## Data to examine
+++++
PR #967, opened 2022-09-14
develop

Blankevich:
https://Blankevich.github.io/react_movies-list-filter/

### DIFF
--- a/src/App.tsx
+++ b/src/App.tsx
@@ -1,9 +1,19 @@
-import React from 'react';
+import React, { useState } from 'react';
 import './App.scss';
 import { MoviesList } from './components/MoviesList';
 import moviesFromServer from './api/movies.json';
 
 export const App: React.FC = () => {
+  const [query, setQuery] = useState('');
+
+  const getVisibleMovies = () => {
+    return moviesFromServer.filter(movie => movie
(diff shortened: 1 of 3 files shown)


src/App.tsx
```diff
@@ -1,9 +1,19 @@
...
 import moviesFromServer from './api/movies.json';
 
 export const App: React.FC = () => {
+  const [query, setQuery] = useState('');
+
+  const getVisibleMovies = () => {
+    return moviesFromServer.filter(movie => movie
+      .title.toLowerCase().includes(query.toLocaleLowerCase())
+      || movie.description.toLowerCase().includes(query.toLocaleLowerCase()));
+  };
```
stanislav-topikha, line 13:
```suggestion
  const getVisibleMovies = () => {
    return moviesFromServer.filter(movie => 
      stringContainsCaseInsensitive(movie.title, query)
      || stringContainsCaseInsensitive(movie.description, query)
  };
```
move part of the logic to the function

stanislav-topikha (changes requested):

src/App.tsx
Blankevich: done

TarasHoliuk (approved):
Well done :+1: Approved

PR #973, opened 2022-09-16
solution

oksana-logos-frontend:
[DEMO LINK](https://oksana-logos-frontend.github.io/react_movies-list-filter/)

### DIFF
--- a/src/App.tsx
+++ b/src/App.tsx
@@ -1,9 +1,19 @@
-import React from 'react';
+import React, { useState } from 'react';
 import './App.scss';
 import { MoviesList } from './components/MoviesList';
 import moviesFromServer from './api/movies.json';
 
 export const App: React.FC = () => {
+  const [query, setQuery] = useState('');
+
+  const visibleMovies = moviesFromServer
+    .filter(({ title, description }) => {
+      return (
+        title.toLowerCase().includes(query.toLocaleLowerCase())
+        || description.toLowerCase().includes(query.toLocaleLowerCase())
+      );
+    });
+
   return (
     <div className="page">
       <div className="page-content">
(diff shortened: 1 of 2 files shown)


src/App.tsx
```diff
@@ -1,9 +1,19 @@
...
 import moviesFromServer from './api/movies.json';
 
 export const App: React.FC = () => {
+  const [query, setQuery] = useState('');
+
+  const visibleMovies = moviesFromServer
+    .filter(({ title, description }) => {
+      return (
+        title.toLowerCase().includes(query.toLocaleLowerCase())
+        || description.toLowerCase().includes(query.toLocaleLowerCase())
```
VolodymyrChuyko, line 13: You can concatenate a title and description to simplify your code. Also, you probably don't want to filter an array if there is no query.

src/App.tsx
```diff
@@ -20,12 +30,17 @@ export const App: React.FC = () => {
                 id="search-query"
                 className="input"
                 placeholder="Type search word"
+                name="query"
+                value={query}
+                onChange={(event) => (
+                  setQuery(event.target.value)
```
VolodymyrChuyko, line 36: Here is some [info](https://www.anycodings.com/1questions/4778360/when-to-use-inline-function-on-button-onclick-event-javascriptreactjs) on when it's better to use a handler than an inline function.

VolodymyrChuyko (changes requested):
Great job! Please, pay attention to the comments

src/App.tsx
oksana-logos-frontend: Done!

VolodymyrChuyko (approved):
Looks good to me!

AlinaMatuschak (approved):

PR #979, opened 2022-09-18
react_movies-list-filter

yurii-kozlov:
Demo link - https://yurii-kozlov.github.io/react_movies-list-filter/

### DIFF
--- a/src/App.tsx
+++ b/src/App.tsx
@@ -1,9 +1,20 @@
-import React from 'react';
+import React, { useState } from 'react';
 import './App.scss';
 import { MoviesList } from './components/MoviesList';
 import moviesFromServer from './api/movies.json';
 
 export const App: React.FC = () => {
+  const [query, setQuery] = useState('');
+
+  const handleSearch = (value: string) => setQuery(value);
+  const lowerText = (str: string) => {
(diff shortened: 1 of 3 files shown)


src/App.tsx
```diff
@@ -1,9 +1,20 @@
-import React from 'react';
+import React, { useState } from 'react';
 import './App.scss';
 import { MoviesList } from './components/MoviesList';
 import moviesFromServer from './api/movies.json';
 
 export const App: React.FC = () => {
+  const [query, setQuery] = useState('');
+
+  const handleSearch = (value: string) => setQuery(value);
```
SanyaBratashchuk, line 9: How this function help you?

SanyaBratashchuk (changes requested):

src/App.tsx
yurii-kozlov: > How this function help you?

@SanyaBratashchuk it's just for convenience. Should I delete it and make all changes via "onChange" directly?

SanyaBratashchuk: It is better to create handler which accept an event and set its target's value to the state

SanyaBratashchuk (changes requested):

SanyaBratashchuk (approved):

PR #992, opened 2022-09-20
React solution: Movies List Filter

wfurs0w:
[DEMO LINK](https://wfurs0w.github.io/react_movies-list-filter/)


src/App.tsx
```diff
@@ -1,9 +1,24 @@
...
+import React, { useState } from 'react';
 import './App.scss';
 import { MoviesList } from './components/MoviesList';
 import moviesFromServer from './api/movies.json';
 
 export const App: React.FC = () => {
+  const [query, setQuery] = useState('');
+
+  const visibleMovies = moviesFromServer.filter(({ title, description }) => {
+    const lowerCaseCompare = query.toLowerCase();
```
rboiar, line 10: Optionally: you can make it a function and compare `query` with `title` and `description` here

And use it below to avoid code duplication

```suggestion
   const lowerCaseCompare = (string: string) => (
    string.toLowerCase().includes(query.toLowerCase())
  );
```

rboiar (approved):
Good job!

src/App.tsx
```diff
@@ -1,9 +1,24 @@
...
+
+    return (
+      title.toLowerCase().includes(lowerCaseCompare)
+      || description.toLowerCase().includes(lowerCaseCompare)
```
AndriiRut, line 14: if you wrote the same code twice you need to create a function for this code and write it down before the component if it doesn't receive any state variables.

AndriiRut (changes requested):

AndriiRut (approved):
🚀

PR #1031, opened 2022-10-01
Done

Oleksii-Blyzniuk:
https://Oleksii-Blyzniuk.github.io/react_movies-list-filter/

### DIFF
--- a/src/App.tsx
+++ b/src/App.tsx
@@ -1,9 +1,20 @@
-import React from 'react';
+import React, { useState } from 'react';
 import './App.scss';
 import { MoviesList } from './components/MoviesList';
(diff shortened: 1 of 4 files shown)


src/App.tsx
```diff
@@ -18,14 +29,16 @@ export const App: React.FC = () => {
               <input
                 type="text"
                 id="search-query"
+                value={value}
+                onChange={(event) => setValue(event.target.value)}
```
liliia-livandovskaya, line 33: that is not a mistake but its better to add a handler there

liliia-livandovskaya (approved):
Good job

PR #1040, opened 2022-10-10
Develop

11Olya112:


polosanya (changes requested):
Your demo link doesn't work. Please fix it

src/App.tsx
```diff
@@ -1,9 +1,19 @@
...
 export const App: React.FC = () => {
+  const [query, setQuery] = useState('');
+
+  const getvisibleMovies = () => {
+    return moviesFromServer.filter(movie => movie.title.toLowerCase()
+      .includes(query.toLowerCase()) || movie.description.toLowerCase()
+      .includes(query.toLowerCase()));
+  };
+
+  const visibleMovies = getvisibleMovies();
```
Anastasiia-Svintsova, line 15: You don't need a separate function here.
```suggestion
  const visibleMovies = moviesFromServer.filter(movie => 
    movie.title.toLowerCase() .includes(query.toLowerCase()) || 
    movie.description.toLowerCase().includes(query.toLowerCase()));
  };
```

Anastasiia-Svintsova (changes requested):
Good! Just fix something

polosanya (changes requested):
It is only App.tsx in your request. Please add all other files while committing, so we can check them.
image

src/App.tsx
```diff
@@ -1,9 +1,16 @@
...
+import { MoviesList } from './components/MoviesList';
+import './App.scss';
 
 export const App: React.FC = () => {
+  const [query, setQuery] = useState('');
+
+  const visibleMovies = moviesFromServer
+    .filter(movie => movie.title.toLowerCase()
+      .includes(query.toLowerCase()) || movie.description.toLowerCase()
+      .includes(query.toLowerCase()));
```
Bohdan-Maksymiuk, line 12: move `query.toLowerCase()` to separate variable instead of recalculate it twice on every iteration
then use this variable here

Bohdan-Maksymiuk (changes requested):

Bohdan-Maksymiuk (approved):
+++++
## Exercise description
From the records above, pull out every line containing the word "changes".

## Answer below
stanislav-topikha (changes requested):
VolodymyrChuyko (changes requested):
SanyaBratashchuk (changes requested):
@SanyaBratashchuk it's just for convenience. Should I delete it and make all changes via "onChange" directly?
SanyaBratashchuk (changes requested):
AndriiRut (changes requested):
polosanya (changes requested):
Anastasiia-Svintsova (changes requested):
polosanya (changes requested):
Bohdan-Maksymiuk (changes requested):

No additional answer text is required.